Вера вышла в другую комнату, вернулась и радостно сообщила:
– Все в порядке. Вы подождете?
– Посмотрим, – сквозь зубы процедила Валя и открыла сумку. Она аккуратно положила перед Верой три пачки стодолларовых купюр, по десять в каждой.
– Мы, кажется, так договаривались?
– Да. – Вера небрежно смахнула деньги в ящик стола. – Это за работу до сегодняшнего дня. А дальше – как вы с Ириной Анатольевной решите. – Вера немного помолчала, глядя на замкнутое лицо Валентины, затем поерзала на стуле и вкрадчиво спросила: – А как у вас дела? Немножко наладились?
– Конечно, – Валя посмотрела на секретаршу с вызовом, почти гневно. – Кажется, мой заказ выполнен. Человека мы погубили. И, возможно, не одного. Если не одного, мне придется доплачивать?
– Не-ет, – протянула Вера. – Только как договаривались. А что это вы так настроены? Ирина Анатольевна, между прочим, никому ничего не навязывает. Она делает то, о чем ее просят. А если кому-то становится плохо… То, знаете, это вам же во спасение. Помните, какая вы в первый раз пришли? И неизвестно, что бы с вами было, если бы Ирина Анатольевна не вмешалась… А что все-таки случилось? Ну, с человеком, за которого вы… – Вера выразительно кивнула на ящик стола, куда положила деньги.
– Ничего. У меня нет претензий. Я могу пройти в приемную?
– Пройдите, – Вера недовольно пожала плечами. Валентина вошла в маленькую уютную гостиную, где стояли двухместные диванчики с вышитыми темно-красными розами на обивке и элегантные журнальные столики со светильниками под розовыми абажурами. В гостиной ждали две женщины. Валя села так, чтобы они не видели ее лица.
Глава 5
Профессор Константин Николаевич Тарков открыл свой единственный голубой глаз и сердито уставился на старинную люстру над кроватью. Он не хотел вставать, видеть постное, обиженное лицо жены. Организм, захваченный в плен похмельным синдромом, сопротивлялся необходимости водных процедур, а душа требовала совсем немногого: нескольких спасительных глотков спиртного. Но Константин Николаевич знал: все остальное человечество озабочено сейчас одним: отказать ему в этой малости, без которой войти в новый день совершенно невозможно.
– Нина! – жалобно простонал он и внимательно прислушался. За дверью было по-прежнему тихо. – Нина! – крикнул он требовательно и нетерпеливо. – Что творится, черт побери! Ко мне могут, наконец, подойти! Нина! Я кому говорю!
Дверь кабинета, где он провел ночь, и не подумала открыться. А на пороге все не появлялась та, которой, видимо, доставляет удовольствие мучить его по утрам. Она ведь лучше всех знает: сильнее свирепой жажды его душат сейчас угрызения совести. Он, конечно, вчера шумел и обижал свою милую, но такую бескомпромиссную Ниночку. Но что же теперь ему делать: подыхать из-за ее глупых обид? Она же знает, что он не может без нее, что он сейчас вообще ничего не может.
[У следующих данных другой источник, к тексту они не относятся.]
PR #422, opened 2026-07-30
Resolve early access from a Clerk session token

coval-cale:
A signed-in provider org's benchmark_providers claim names the providers whose embargoed models it may see; anything unverified keeps the public view, and nothing activates until clerk_issuer is set.

Prep for adding early access orgs.

### DIFF
--- a/runner/src/coval_bench/api/internal.py
+++ b/runner/src/coval_bench/api/internal.py
@@ -36,9 +36,9 @@ logger = structlog.get_logger("coval_bench.api.internal")
 # Which proof the response honoured: internal, accepted, unknown, or absent.
 EA_STATUS_HEADER = "X-EA-Token-Status"
 
-# Both proof headers. Listing one is worse than listing none: a cached internal
-# response carries no X-EA-Token, so it would match a public request.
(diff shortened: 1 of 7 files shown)


runner/src/coval_bench/api/internal.py
```diff
@@ -136,6 +139,14 @@ def hidden_early_access(
         return frozenset()
 
     embargoed = embargoed_pairs()
+    if x_ea_token is None and authorization is not None and settings.clerk_issuer is not None:
```
seribaymadina, line 142: can we check if any possible cache issues

runner/src/coval_bench/api/internal.py
```diff
@@ -122,6 +124,7 @@ def hidden_early_access(
     response: Response,
     internal: bool = Depends(is_internal),
     x_ea_token: str | None = Header(default=None),
+    authorization: str | None = Header(default=None),
```
seribaymadina, line 127: yeah lets js be mindful of where the frontend obtain the Clerk session token

seribaymadina (approved):
good job! left comments to keep in mind/questions

PR #399, opened 2023-04-25
Cap utilization at 100% in computeYieldPerSecond

haydenshively:
Capped utilization at 100% in computeYieldPerSecond so that it doesn't give us scientific notation and break things.


IanWoodard (approved):
LGTM

PR #401, opened 2023-04-25
Add usePermit, useRedeem, and fix max redeem issues in withdraw modals

haydenshively:
`usePermit` is fairly straightforward and closely resembles `usePermit2`. `useRedeem` calls `usePermit` to give the Router permission to redeem the user's shares _**if**_ they're trying to redeem 95% or more of their shares **and** their `maxRedeem` value is changing. If redeeming less than 95% or `maxRedeem` is static, we use the standard `lender.redeem` function and do not need to permit anything.

Previously, the `WithdrawModal` was split into 2 large parts: the modal itself, and a `WithdrawButton`. I believe this was done for 2 reasons:
- it would've been a lot of logic to pack into one component
- conditional rendering (by returning `null` in `WithdrawModal`) would essentially make the `WithdrawButton` hooks conditional and only run when ready

However, we had duplicate calls to `convertToShares`. Since `useRedeem` now handles everything (including `convertToShares`), I decided to combine `WithdrawModal` and `WithdrawButton` into a single simplified component.

Events when entering an amount, _before this change:_
- 1 modal render (sometimes 2, unclear why)
- 4 button renders (sometimes 8, unclear why)
- 2 network requests (sometimes 4, unclear why)

Events when entering an amount, _after this change:_
- 5 modal renders
- 2 network requests (when redeeming normally) (one is `convertToShares`, one is gas estimation)
- 4 network requests (when redeeming via permit with router) (`convertToShares`, permit data fetches, and gas estimation)

I spent a very long time trying to optimize the number of renders and requests, but no matter how many useMemo's I used, I got the same results. Hypothetically if we abandon some of the wagmi hooks in favor of vanilla ethers, we could cut down on renders, but I don't think that's worth it. Similarly, we could cut out network requests if we used recklessly unprepared args for `useContractWrite`.

I don't think we should worry about any of that, but I did leave a TODO in there to consider debouncing the text input.


earn/src/data/hooks/UseRedeem.ts
```diff
@@ -0,0 +1,167 @@
...
+    write: redeem,
+    data: redeemTxn,
+    isLoading: isAskingUserToRedeem,
+    reset: resetRedeemTxn,
+  } = useContractWrite({
+    ...configRedeem,
+    request: configRedeem.request
+      ? {
+          ...configRedeem.request,
+          gasLimit: configRedeem.request?.gasLimit.mul(110).div(100),
```
IanWoodard, line 97: Could we make the 110 into a constant with the same name we usually use? I plan to replace those with a universal constant, and making it a constant would make it easier for me to find it.

earn/src/components/portfolio/modal/WithdrawModal.tsx
```diff
@@ -7,254 +7,136 @@ import { BaseMaxButton } from 'shared/lib/components/common/Input';
...
-    <FilledStylizedButton
-      size='M'
-      onClick={() => handleClickConfirm()}
-      fillWidth={true}
-      disabled={shouldConfirmButtonBeDisabled}
-    >
-      {confirmButton.text}
-    </FilledStylizedButton>
-  );
+function doesContainToken(token: Token, pair: LendingPair) {
```
IanWoodard, line 64: I feel this should be called something like `doesLendingPairContainToken`, and the first arg should be the pair and the second the token.

IanWoodard (approved):
After chatting about this offline, I think we got many bugs fixed. A few nits, but otherwise LGTM

IanWoodard (approved):
LGTM

PR #403, opened 2023-04-28
Adding unit tests for GN

IanWoodard:
Added some initial unit tests for GN, which will hopefully lay the groundwork for future unit tests across the repo. I opted to use jest with ts-jest. Currently, tests are only found in shared, but that will likely be different in the future as we expand our unit testing efforts.


shared/src/data/GoodNumber.test.ts
```diff
@@ -0,0 +1,349 @@
...
+
+  describe('zero', () => {
+    it('should return a zero value', () => {
+      expect(GN.zero(18).toString(GNFormat.DECIMAL)).toEqual('0');
+    });
+  });
+
+  describe('fromDecimalBig', () => {
+    it('should return a decimal string', () => {
+      expect(GN.fromDecimalBig(new Big('1'), 18).toString(GNFormat.DECIMAL)).toEqual('1');
```
haydenshively, line 313: I'd like to see more cases here. For example, what happens if the BigSource is `'0.1'`?

haydenshively (approved):
Seems legit. I'd like to see a few more test cases for the factories, but we can add those later.

shared/src/data/GoodNumber.test.ts
IanWoodard: Will add follow-up PR(s) with more tests. This is just to get us started.

PR #404, opened 2023-04-28
[Earn] Adjusting icon styling in the asset bar 

IanWoodard:
Updated the styling of the icon in the asset bar to ensure they don't blend into the background. This is accomplished by adding a white background to help tokens with a transparent icon stand out against their prominent colored background. A thin black border surrounds the icons as it creates a bit of separation and is the norm throughout the repo.
image
image
image
image


earn/src/components/portfolio/AssetBar.tsx
```diff
@@ -50,8 +50,9 @@ const AssetChunkContainer = styled.div.attrs((props: { percentage: number; color
 const AssetIcon = styled.img`
   width: 32px;
   height: 32px;
-  border: 2px solid transparent;
+  border: 1px solid #000000;
```
haydenshively, line 53: Can we make the border match our site's background color, instead of black?

haydenshively (approved):

PR #405, opened 2023-04-28
Sort lending pairs by user's balance in withdraw dropdown

haydenshively:


IanWoodard (approved):
LGTM

IanWoodard (changes requested):
Check if lendingPairs and lendingPairBalances can have different lengths. Maybe add an additional check?

PR #406, opened 2023-04-28
Fixing max withdraw not letting user click

IanWoodard:
Recently, we introduced logic to disable the `convertToShares` fetch if the amount input is greater than the user's balance. While this logic is correct, it didn't take the max button's implementation into account. When the user clicks the max button, we pass Q112 as the amount to indicate the user wants to completely drain the account. However, Q112 is greater than the user's balance causing the `convertToShares` fetch to remain disabled and stopping the entire flow in its tracks. To fix this, I added an additional check for whether the amount is equal to Q112, in which case we enable the `convertToShares` fetch. While this works, I do think we could use a constant that is used by both the logic that sets the max value to Q112 and the check to see if the amount is equal to it so that we don't accidentally only change one of them at some point in the future.

### DIFF
--- a/earn/src/data/hooks/UseRedeem.ts
+++ b/earn/src/data/hooks/UseRedeem.ts
@@ -63,11 +63,13 @@ export function useRedeem(chainId: number, lender: Address, amount: GN, owner: A
   });
   const [maxAmount, maxShares, maxSharesIsChanging] = maxData ?? [BN0, BN0, false];
 
+  // If the user is trying to redeem more than they can, we'll just redeem the max.
+  // This means we won't refetch multiple times if the user enters a number greater than the max.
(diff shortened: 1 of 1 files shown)


haydenshively (commented):
Good find! As you alluded to, this fix depends on both the hook and the modal using Q112 to represent the max value. To eliminate that dependency while fixing the bug and preserving our "don't refetch when user types 9999999999" behavior, I suggest the following:

```js
const amountToConvert = amount.toBigNumber().lte(maxAmount) ? amount : GN.Q(112);
const { data: sharesData, isFetching: isFetchingShares } = useContractRead({
  ...erc4626,
  functionName: 'convertToShares',
  args: [amountToConvert.toBigNumber()],
});
```

haydenshively (approved):

PR #408, opened 2023-04-29
Updating sentry, splitting it into two projects

IanWoodard:
To provide better error visibility, I updated Sentry and split it into two projects, one for Earn and one for Prime. This allows us to track them separately, which I see as a win, but also to be able to set up the source maps more easily. I already updated Netlify to use the new DSNs.


earn/src/index.tsx
```diff
@@ -11,8 +10,9 @@ import App from './App';
 if (process.env.REACT_APP_SENTRY_DSN) {
   Sentry.init({
     dsn: process.env.REACT_APP_SENTRY_DSN,
-    integrations: [new BrowserTracing()],
-
+    integrations: [new Sentry.BrowserTracing()],
+    // TODO: Automate this
```
haydenshively, line 14: I'm okay with merging this with the TODO, but I would like to hear what the plan is to address it in the future. Like in broad strokes how would that work?

haydenshively (approved):

earn/src/index.tsx
IanWoodard: Sentry has a GitHub Action we can use to automate this.

PR #416, opened 2023-05-03
An alternate way of fixing the markets page when not logged in

IanWoodard:
Similar to #411, but just disables the button so the user can't open the modal if they don't have a wallet connected.


haydenshively (approved):
Opacity doesn't seem to be working, but otherwise I like this solution much better.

– Ниночка! – взревел Константин Николаевич в отчаянии и страхе. – Ты дома? Ты жива? Ниночка!
Он нашарил на полу свою палку с массивным набалдашником и стал колотить ею в стену. Дверь открылась. На пороге стояла жена, как всегда, с утра тщательно причесанная, полностью одетая, с непроницаемым выражением лица.
– Тебе что-нибудь нужно? – холодно осведомилась она.
– Очень нужно, – взволнованно ответил он. – Мне надо, чтобы на меня посмотрели не как на прошлогодний снег. Чтобы подошли, погладили, в идеале – поцеловали. И чтобы все это сделал не кто-нибудь, а моя единственная, родная жена.
– Нет, – произнесла Нина голосом его первой, самой ненавистной учительницы. – Что-нибудь еще?
– В таком случае да. Что-нибудь еще, – он попытался растравить в себе обиду, чтобы просьба звучала убедительнее. – Что мне остается, кроме двух бутылок пива? Ниночка, я прошу тебя, позвони собачнице Тасе, чтобы их принесла. Ты же знаешь, мне необходимо преодолеть недомогание, собраться. У меня столько важных дел.